Red blood cell (RBC) transfusion is a life‐saving therapy for major haemorrhage. However, many RBC transfusions prescribed for surgical patients or critically ill patients in the intensive care unit (ICU) are to increase haemoglobin concentration when clinically significant bleeding is not present or has stopped.1–3 In these situations the potential benefits of RBC transfusion need to be balanced against the risks associated with it. Transmission of known viral infections by RBC transfusion is extremely rare and the much‐debated importance of donor leucocytes is no longer relevant in the UK (and in an increasing number of other countries) because all blood components are leucodepleted before storage. However, other serious complications such as incompatible transfusion resulting from administration errors, and cases of transfusion‐associated lung injury (TRALI) continue to occur and to cause significant morbidity and mortality.4
At present, most clinicians prescribing RBC transfusions make a risk/benefit assessment for individual patients based on their own experience and their interpretation of evidence‐based guidelines, which are currently based largely on inadequate and poor‐quality evidence. In the UK, we believe that this judgement is at present rarely influenced by the availability of RBCs in the blood bank, their cost or the possibility that unnecessary RBC use could deplete supplies for a patient with life‐threatening haemorrhage.
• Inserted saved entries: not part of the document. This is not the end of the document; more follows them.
PR #1278, opened 2018-10-29
refreshes the results cache after a change

### LINKED ISSUE #1236: Refresh results page cache on changes
When these (and possibly a few other) things are changed, the results page cache has to be refreshed:
- course name
- semester name
- degree name
- course type name
- course's responsible

Tardigrade00:
fixes #1236 
The results cache now updates if the semester name, course type name or degree name is changed, so that it is also updated in the display of the courses.
A problem that arose is that there is a race condition in the function update_template_cache.


He3lixxx:
Looks good so far :)
To circumvent the race condition we could probably use django's cache.set or cache.set_many methods, see the documentation here: https://docs.djangoproject.com/en/2.1/topics/cache/#basic-usage

This would be a refactoring that is quite a bit bigger I think (because we don't have a single template for just one row afaik), though, and I didn't see anything about atomic updates.

karyon:
we do have a template for one row! `results_index_course.html`. it's actually rendered separately in the warmup method.

we might be able to do this race-free when handling the template caching completely in python-code and not in the template (the template would then insert a string per line that was rendered in the view previously), but that makes all of this even uglier.

another option would be to make the cache optional, so that the template can be rendered without calling warmup first. (actually, only then it would actually deserve the name "cache", right? :) )

but that's something for another PR, i guess. i think we'll live with the race condition for now.

evap/staff/forms.py
```diff
@@ -116,6 +131,13 @@ def clean(self):
         if self.cleaned_data.get('DELETE') and not self.instance.can_manager_delete:
             raise SuspiciousOperation("Deleting course type not allowed")
 
+    def save(self, *args, **kwargs):
+        course_type = super().save(*args, **kwargs)
+        if "name_en" in self.changed_data or "name_de" in self.changed_data:
+            for course in course_type.courses.filter(state="published"):
+                update_template_cache(course)
```
karyon: i noticed we have this for-loop in all three `save`-methods, only to call the same method inside each of these loops. i would suggest to move the loop into that method. like this:
```
if "name_en" in ... <same as before>:
    update_template_cache(course_type.courses.filter(state="published"))
```

and then in `update_template_cache`
```
def update_template_cache(courses):
    for course in courses:
        <do what you did previously in update_template_cache>
```

and then, since `warm_up_template_cache` can already be called with multiple courses, we could call it with all the courses at once instead of with each individual one.

evap/results/views.py
```diff
@@ -23,6 +23,10 @@ def get_course_result_template_fragment_cache_key(course_id, language, can_user_
 
 def delete_template_cache(course):
     assert course.state != 'published'
+    delete_template_cache_impl(course)
+
+
+def delete_template_cache_impl(course):
     caches['results'].delete(get_course_result_template_fragment_cache_key(course.id, 'en', True))
```
karyon: i get the intent that you wanted to keep the assert for the other calls to this method, but now we have two similar methods, where the only difference is an added assert. i wouldn't do that and just remove the assert. @He3lixxx if you disagree, lets talk about that.

He3lixxx: (All below is afaik, there might be something wrong in there, please correct me)

Keeping these as two methods way mainly my request. My idea is that this function is dangerous. I (as a non-evap guy) wouldn't expect that you can break stuff if you delete cache entries, I would rather expect the system to fix itself on the fly when it encounters missing cache entries (in the end, it's a cache that doesn't give integrity guarantees). However, we're doing something quite different. Published courses must always have valid cache entries, they will be created on publishing and removed on unpublishing. Non-published courses must not have cache entries. These are some very strict constraints, and if they are violated, we will probably end up in a state where every page rendering will be incorrect.

In favor of keeping this seperated:
- I favor embedding these constraints in the code in general rather than just having the knowledge in our heads. (for the sake of anyone new or anyone who forgets how exactly things were)
- I think that the whole code around caching the results is rather complex. I expect us (or atleast myself) to miss some situations where we will try to call these methods where they shouldn't be called in the future. The asserts (somewhat) guarantee no harm is done - the single call will fail, but we will not get a permanent invalid state.
- I like the division in a "safe public method" that other modules may call and a designated "unsafe private method" that may not be called from outside.

In favor of removing the assert:
- As long as every reviewer knows that the cache is a fragile thing here, we will probably not get code through code review that breaks stuff because we know we have to be careful about that.
- We can not assume that any call to the "safe" method is indeed safe as it has this assert and thus might raise an uncaught exception, so even with the "safe" method, we still need to be careful.

I'd say the last point makes merging these methods and removing the assert reasonable, so I don't have a strong opinion, but I'm still slightly in favor of keeping the assert. Anything I don't see so far?

karyon: i think you understood the problem perfectly, and i agree with all you said.

what about this solution:

```python
def do_the_right_thing(courses): # TODO better name ;)
    assert (all_courses_are_published) or (all_courses_are_not_published)
    for course in courses:
         delete_template_cache(courses)
    if all_courses_are_published:
        warm_up_template_cache(courses)
```
this would be the only public interface. any code that wants to remove, add, or update a course in/from the cache would call this method.  this would always be safe, because it always does the right thing. however, it would include unnecessary work: in some cases we know a course has not been in the cache, the code would still attempt to remove it. also, on the call site, it's less clear what is actually the desired action, because it would always call `do_the_right_thing` and not `warm_up`, `delete`, or `update`.

...actually, having described the downsides, i think i like your solution better.

lets prefix `delete_template_cache_impl` with an underscore to fulfill the convention, and otherwise leave it as it is.

He3lixxx:
I think we still want to add tests for this.

karyon:
lets merge this and talk about the test later.

He3lixxx:
Nice :+1:

karyon:
thanks @Tardigrade00!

This situation could change. If, or when, some form of additional donor screening for new‐variant CJD is introduced, there could be a dramatic fall in blood supplies because potential donors may fear the implications of a positive test.56 This very real possibility was recognized in the recent Health Service circular Better Blood Transfusion,6 which also commented on the continued wide variation in blood use in surgery and surgical specialties.
One solution to this problem is to promote blood conservation strategies such as perioperative cell salvage. However, these are only suitable for some patients and even if implemented successfully, anaesthetists, surgeons and intensivists will still face decisions regarding the appropriate transfusion trigger for their anaemic patients. A second strategy is to avoid unnecessary RBC transfusions by developing and using a body of high‐quality evidence to define essential indications for RBC transfusions, ensuring at the same time that patients are not exposed to dangerous levels of anaemia. Guidelines based on such evidence—and the clinicians using them—need to be clear how applicable their recommendations are. This is particularly true of the large, heterogeneous population of patients undergoing non‐cardiac surgery.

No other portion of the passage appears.